Projetar a cidade num sistema climático em grande mudança

FOTO LAPPING/ PIXABAY

O risco de sobreaquecimento provocado pelas ilhas de calor urbano (ICU)

As cidades contemporâneas enfrentam hoje situações de calor extremo que amplificam os riscos para a saúde, o conforto térmico e a qualidade de vida. São três os fatores de preocupação: i) o aquecimento global; ii) as ondas de calor, cada vez mais intensas; iii) as Ilhas de Calor Urbano (ICU), produzidas pelas próprias cidades, nos locais mais densos, mal ventilados e sem vegetação. Estas dimensões reforçam-se mutuamente: o aquecimento global eleva o fundo térmico, as ondas de calor introduzem picos extremos de temperatura e a ilha de calor urbano intensifica esses efeitos no interior da cidade, sobretudo à noite, quando o arrefecimento é mais lento do que no meio rural. O calor torna-se, assim, um problema urbano, social e de saúde pública, exigindo mitigação, adaptação e proteção dos grupos mais vulneráveis.
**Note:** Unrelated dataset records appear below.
Issue #2062, opened 2021-05-25
Pause is displayed smaller and not centered


Chance4us:
Pause is displayed smaller and not centered since commit 6acb49bea4cc3a1ea77bad73bfa7a831e7ae3fbf.

![pause](https://user-images.githubusercontent.com/45902449/119563455-db37fe00-bda7-11eb-8c2b-16de73c0d87f.png)

julealgon:
Wait, isn't the screen supposed to be red when paused as well?

Chance4us:
> Wait, isn't the screen supposed to be red when paused as well?

It is supposed to be red only in dungeon. In town it is not supposed to be red. Only the text is no longer entirely correct.

qndel:
![image](https://user-images.githubusercontent.com/14297035/119569909-b21b6b80-bdaf-11eb-9a6b-cd7bf7c40577.png)
devilutionx 640x480

julealgon:
> It is supposed to be red only in dungeon. In town it is not supposed to be red.

Interesting. I never noticed that detail. Thanks for clarifying @Chance4us .

Chance4us:
@julealgon Don't mention it. You are welcome!

PR #2063, opened 2021-05-25
fix pause font and centering

qndel:
Resolves https://github.com/diasurgical/devilutionX/issues/2062

### DIFF
--- a/Source/gmenu.cpp
+++ b/Source/gmenu.cpp
@@ -39,7 +39,7 @@ void gmenu_draw_pause(const CelOutputBuffer &out)
 		RedBack(out);
 	if (sgpCurrentMenu == nullptr) {
 		light_table_index = 0;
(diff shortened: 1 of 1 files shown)


Source/gmenu.cpp
```diff
@@ -39,7 +39,7 @@ void gmenu_draw_pause(const CelOutputBuffer &out)
 		RedBack(out);
 	if (sgpCurrentMenu == nullptr) {
 		light_table_index = 0;
-		DrawString(out, _("Pause"), { PANEL_LEFT + 252, 176, 0, 0 }, UIS_MED, 2);
+		DrawString(out, _("Pause"), { PANEL_LEFT + 252, PANEL_TOP / 2, 0, 0 }, UIS_HUGE, 2);
```
julealgon, line 42: I wonder when this regressed... it must've been a long time ago right?

qndel: looks like it has always been like this, only centered horizontally but not vertically, I think when people saw it near top of the screen on different resolutions, they assumed it was a feature

PR #2064, opened 2021-05-25
margins and tweaks

qndel:
old vs new
oldnewhighlight
+pixel perfect label targetting
+fixes labels appearing red for no reason

### DIFF
--- a/Source/control.cpp
+++ b/Source/control.cpp
@@ -1156,10 +1156,7 @@ void DrawInfoBox(const CelOutputBuffer &out)
 				strcpy(infostr, myPlayer.HoldItem._iIName);
 			else
 				strcpy(infostr, myPlayer.HoldItem._iName);
-			if (myPlayer.HoldItem._iMagical == ITEM_QUALITY_MAGIC)
-				infoclr = UIS_BLUE;
-			if (myPlayer.HoldItem._iMagical == ITEM_QUALITY_UNIQUE)
-				infoclr = UIS_GOLD;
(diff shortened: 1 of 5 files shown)


Chance4us:
By the way, the item label color in dungeon is always red, but it doesn't seem to be a highlight related issue.
It seems to be more related to the getTextColor function.

qndel:
rofl, looks like item stat flag is false till you pick the item up, that's why items in town are mostly while, because there are no monsters to drop them there, while any loot dropped by monster will be red in dungeon>.>

Chance4us:
> rofl, looks like item stat flag is false till you pick the item up, that's why items in town are mostly while, because there are no monsters to drop them there, while any loot dropped by monster will be red in dungeon>.>

Yes, stat flag behaves erratically. I have workarounded the problem by the following code.

			int txt_color = UIS_SILVER;
			if (itm._iMagical == ITEM_QUALITY_MAGIC) txt_color = UIS_BLUE;
			if (itm._iMagical == ITEM_QUALITY_UNIQUE) txt_color = UIS_GOLD;
			if (itm._iStatFlag == false && ((itm._iMagical == ITEM_QUALITY_MAGIC) || (itm._iMagical == ITEM_QUALITY_UNIQUE))) txt_color = UIS_RED;
DrawString(out, label.text.c_str(), { label.pos.x, label.pos.y, label.width, height }, txt_color);

Chance4us:
Now is is perfect.

AJenbo (approved):

AJenbo:
And it even has nice commits

PR #2066, opened 2021-05-26
assign seed to quest items + rng cleanup

qndel:
@AJenbo I know you wanted to get rid of the whole searching for items on the ground by seed, but since you haven't done that yet, it's a simple fix we can remove later and makes picking bloodstones less annoying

A frase atribuída a John Holdren, “mitigar, adap­tar ou sofrer”, relativa às opções da humanida­de perante as alterações climáticas, adquire nas cidades uma expressão particularmente concreta. Mitigar consiste em atuar sobre as causas do aquecimento, reduzindo emissões, tornando o consumo energético mais eficiente. Criar medidas de mitigação nas cidades é uma opção indispensável, mas particularmente difícil, porque implica atuar sobre sistemas complexos, energia, mobilidade, construção, consumo, uso do solo entre outros fatores. Embora as cidades possam reduzir emissões, promover a descarbonização depende da concertação entre estados e grandes regiões. Sem políticas internacionais coerentes de descarbonização energética, financiamento, regulação e proteção ambiental, a mitigação urbana permanece limitada. Além disso, este esforço não pode ser separado da preservação dos grandes sumidouros de carbono do plane­ta, florestas, solos, zonas húmidas, oceanos e outros grandes ecossistemas naturais, cuja destruição compromete a capacidade global de absorver carbono e agrava o aquecimento que as cidades procuram combater.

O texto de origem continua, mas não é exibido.